In this post we are going to configure a local consistency group within XtremIO, armed with our knowledge of the CG settings.  I want to configure one snap per hour for 48 hours, 48 max snaps.

Because I’m working with local protection, I have to have the full featured licensing (/EX) instead of the basic (/SE) that only covers remote protection.  Note: these licenses are different than normal /SE and /EX RP licenses!  If you have an existing VNX with standard /SE, then XtremIO with /SE won’t do anything for you!

I have also already configured the system itself, so I’ve presented the 3GB repository volume, configured RP, and added this XtremIO cluster into RP.

All that’s left now is to present storage and protect!  I’ve got a 100GB production LUN I want to protect.  I have actually already presented this LUN to ESX, created a datastore, and created a very important 80GB Eager Zero Thick VM on it.


First thing’s first, I need to create a replica for my production LUN – this must be the exact same size as the production LUN, although again this is always my recommendation with RP anyway.  I also need to create some journal volumes as well.  Because this isn’t a distributed CG, I’ll be using the minimum 10GB sizing.  Lucky for us creating volumes on XtremIO is easy peasy.  Just a reminder – you must use 512 byte blocks instead of 4K, but you are likely using that already anyway due to lack of 4K support.


Next I need to map the volume.  If you haven’t seen the new volume screen in XtremIO 4.0, it is a little different.  Honestly I kind of like the old one which was a bit more visual but I’m sure I’ll come to love this one too.  I select all 4 volumes and hit the Create/Modify Mapping button.  Side note: notice that even though this is an Eager Zero’d VM, there is only 7.1MB used on the volume highlighted below.  How?  At first I thought this was the inline deduplication, but XtremIO does a lot of cool things, and one neat thing it does is discard all ful-zero block writes coming into the box!  So EZTs don’t actually inflate your LUNs. 

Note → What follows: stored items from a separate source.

PR #9343, opened 2026-07-10
RG-2542 Table: item reorder with refined API

aleksei-berezkin:
Rows can now be reordered by dragging or with arrow keys. The built-in drag frame and insertion indicator work out of the box, with the full drag lifecycle exposed via `onUserDrag()` for custom visuals. 

Reordering works as expected with row virtualization and custom multi-row renderers.

Additionally, manual `useCallback`/`useMemo` wrappers were removed from several internal hooks, delegating memoization to the React Compiler.

*This change concludes the required set of Table features. The only feature left is column resizing, which I would like to postpone so far (but I'm not refusing to implement it, just somewhat later). After we merge this PR, it would be nice to start the 8.0 and the Table adoption.*


src/table/internal/reorder-animation-context.ts
```diff
@@ -0,0 +1,117 @@
...
+
+  function expectReorder(reorderSpec: ReorderSpec) {
+    const isColumn = reorderSpec.direction === 'columns';
+    if ((isColumn && noColumnReorderAnimation) || (!isColumn && noItemReorderAnimation)) return;
+
+    const timerId = window.setTimeout(() => {
+      pendingReorderRef.current = null;
+    }, pendingReorderTimeoutMs);
+    pendingReorderRef.current = {...reorderSpec, timerId, columns, data};
+  }
```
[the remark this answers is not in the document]
aleksei-berezkin: Fixed

src/table/table.tsx
```diff
@@ -214,11 +231,20 @@ import styles from './table.css';
  * set the `noItemVirtualization` prop to `true`, otherwise it will also try
  * to control the virtualization, possibly reporting incorrect item height.
  *
- * ### Column reorder animation
+ * ### Item reorder
  *
- * Default-rendered rows highlight the column that was just reordered. To apply
- * the same animation to your custom-rendered rows, use `ColumnAnimationContext`
- * (from `table/table-const`) to get information about the currently animated column.
+ * If `Table.onItemReorder` is set and your item spans multiple rows, call
```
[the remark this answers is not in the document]
aleksei-berezkin: Fixed

src/table/table-primitives.tsx
```diff
@@ -36,3 +38,51 @@ export function TableCell(props: ComponentPropsWithRef<'td'>) {
...
+
+/**
+ * - `'pointerdown'` means the user has pressed the mouse button or touched the handle.
+ * - `number` means the distance in pixels the user has dragged the handle along
+ *   the Y axis.
+ * - `'cancelled'` means the reorder was aborted — e.g. the user pressed Escape,
+ *   released the pointer outside the browser, or dropped the item at its original
+ *   position. Use this phase to play a cancellation animation in your custom renderer.
+ *   This state lasts 600 ms (matching the built-in cancel animation), after which
+ *   `undefined` is sent.
```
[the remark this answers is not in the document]
aleksei-berezkin: The client is not required to use the full 600 ms window. They may run shorter animation, and cleanup after an additional delay. That said if some client needs a different animation window, the API will be refined. For the moment it's unclear if it's needed at all.

src/table/internal/reorder-handle.tsx
```diff
@@ -0,0 +1,466 @@
...
+  }
+
+  function handlePointerUp(e: PointerEvent<HTMLButtonElement>) {
+    onPointerUp?.(e);
+    if (e.defaultPrevented) return;
+
+    if (activeDragRef.current?.state !== 'is-dragging') return;
+
+    const {clientX, clientY} = e;
+    const insertionPoint = getClosestInsertionPointLocal(clientX, clientY);
```
andrey-skl, line 379: AI-assisted finding:

If `canReorderItem` rejects every insertion point, `getClosestInsertionPointLocal()` returns `itemIndex: -1`, so this calls `onItemReorder(fromIndex, -1)`. Please treat `itemIndex === -1` as a cancelled drag before calculating `insertionIndex`.

src/table/internal/reorder-animation-context.ts
```diff
@@ -0,0 +1,121 @@
...
+    const {direction, data: pendingData, columns: pendingColumns} = pendingReorder;
+    const isColumn = direction === 'columns';
+    if ((isColumn && columns === pendingColumns) || (!isColumn && data === pendingData)) return;
+
+    pendingReorderRef.current = null;
+
+    const {fromIndex, insertionIndex} = pendingReorder;
+
+    // Moving forward shifts the array by one, hence -1
+    const index = fromIndex < insertionIndex ? insertionIndex - 1 : insertionIndex;
```
andrey-skl, line 90: Didn't you in general consider using stable keys instead of the index? In case of any changes in the data, like async filtering, it would be a problem

aleksei-berezkin: Thx, good catch. Are you only talking here about column/item reorder animation, or do you have concerns regarding any other use cases? So far I don't see any other places where this may be a problem because most of the code is synchronous:

```tsx
// client.tsx
<Table
  data={args.data}
  columns={columns}
  renderItem={(_item, index) => (
    // synchronous
    <DefaultItemRenderer index={index} />
  )}
  onItemReorder={(fromIndex, insertionIndex, items) =>
    // synchronous
    reorderItems(items, fromIndex, insertionIndex, setData)
  }
  onColumnDelete={(columnIndex, columns) =>
    // synchronous
    setColumns(columns.filter((_, i) => i !== columnIndex))
  }
/>
```

In the last 2 cases, even if items and columns need to be refetched before update, the client has an access both to `data` and `columns` arrays as last params in the handlers, and can easily get keys or any other stable field before asynchronously updating data. Note: backend items/columns `id` doesn't necessarily equals `TableProps.getKey()`, that's why, I believe, just providing an index here is the less guessing what the client needs.

So the animation after the expected reorder seems to me the only affected feature. Or do you have anything else on your mind?

andrey-skl: I can imagine developers mixing these concepts in that way:

```ts
const theirData = ... // their data, maybe even mutable

...
onItemReorder={(fromIndex, insertionIndex, items) =>
    const reordering item = theirData[fromIndex];
    
    ... // If by any chance `theirData` was updated in the meantime, it could cause desync
  }
  
  ```
  
  So maybe we should also pass the `draggingItem` down to the callback to make it both easy and safe to access it?

Comment (aleksei-berezkin) [reply src/table/internal/reorder-animation-context.ts:90]: Okay so do you mean of redesigning the method like this:

```ts
interface TableProps<T> {
  // ...
  onItemReorder(
    draggedItem: T,          // A row user actually moved by dragging
    fromIndex: number,       // An index of draggedItem
    insertionIndex: number,  // Where to insert
    items: T[]               // All current items
  )
}
```

And the client:

```ts
const theirData = ... // their data, maybe even mutable

...
onItemReorder={(draggedItem, fromIndex, insertionIndex, items) =>
  // theirData[fromIndex] is not needed anymore -- it's passed as draggedItem

  // ... But the problem with theirData/items desync remains
  // If by any chance `theirData` was updated in the meantime, it could cause desync
}
```

So far I don't see honestly how can we help the client avoid the resync issues. Do I miss sth? Could you pls provide some more pseudocode which helps in this situation?

andrey-skl: Well maybe I am could not proof the way of data to get desynchronized, but adding `draggedItem` to the arguments makes it more flexible, at least user would have a direct way to read the dragged item

Can we really have it?

Hypnosphi (approved):

src/table/internal/reorder-handle.tsx
aleksei-berezkin: Instead of `-1` I'm returning now `undefined` and checking it on a call site.

src/table/internal/reorder-animation-context.ts
aleksei-berezkin: I added `item` and `column` as a first argument in all methods related to column and item delete and reorder.

andrey-skl (approved):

Next I choose the Recoverpoint Initiator group (the one that has ALL my RP initiators in it) and map the volume.  LUN IDs have never really been that important when dealing with RP, although in remote protection it can be nice to try to keep the local and remote LUN IDs matching up.  Trying to make both host LUN IDs and RP LUN ID match up is a really painful process, especially in larger environments, for (IMO) no real benefit.  But if you want to take up that, I won’t stop you Sysyphus!

Notice I also get a warning because it recognizes that the Production LUN is already mapped to an existing ESX host.  That’s OK though, because I know with RP this is just fine.


Alright now into Recoverpoint.  Just like always I go into Protection and choose Protect Volumes.


These screens are going to look pretty familiar to you if you’ve used RP before.  On this one, for me typically CG Name = LUN name or something like it, Production name is ProdCopy or something similar, and then choose your RPA cluster.  Just like always, it is EXTREMELY important to choose the right source and destinations, especially with remote replication.  RP will happily replicate a bunch of nothing into your production LUN if you get it backwards!  I choose my prod LUN and then I hit modify policies.


In modify policy, like normal I choose the Host OS (BTW I’ll happily buy a beer for anyone who can really tell me what this setting does…I always set it but have no idea what bearing it really has!) and now I set the maximum number of snaps.  This setting controls how many total snapshots the CG will maintain for the given copy.  If you haven’t worked with RP before this can be a little confusing because this setting is for the “production copy” and then we’ll set the same setting for the “replica copy.”  This allows you to have different settings in a failover situation, but most of the time I keep these identical to avoid confusion.  Anywho, we want 48 max snaps so that’s what I enter.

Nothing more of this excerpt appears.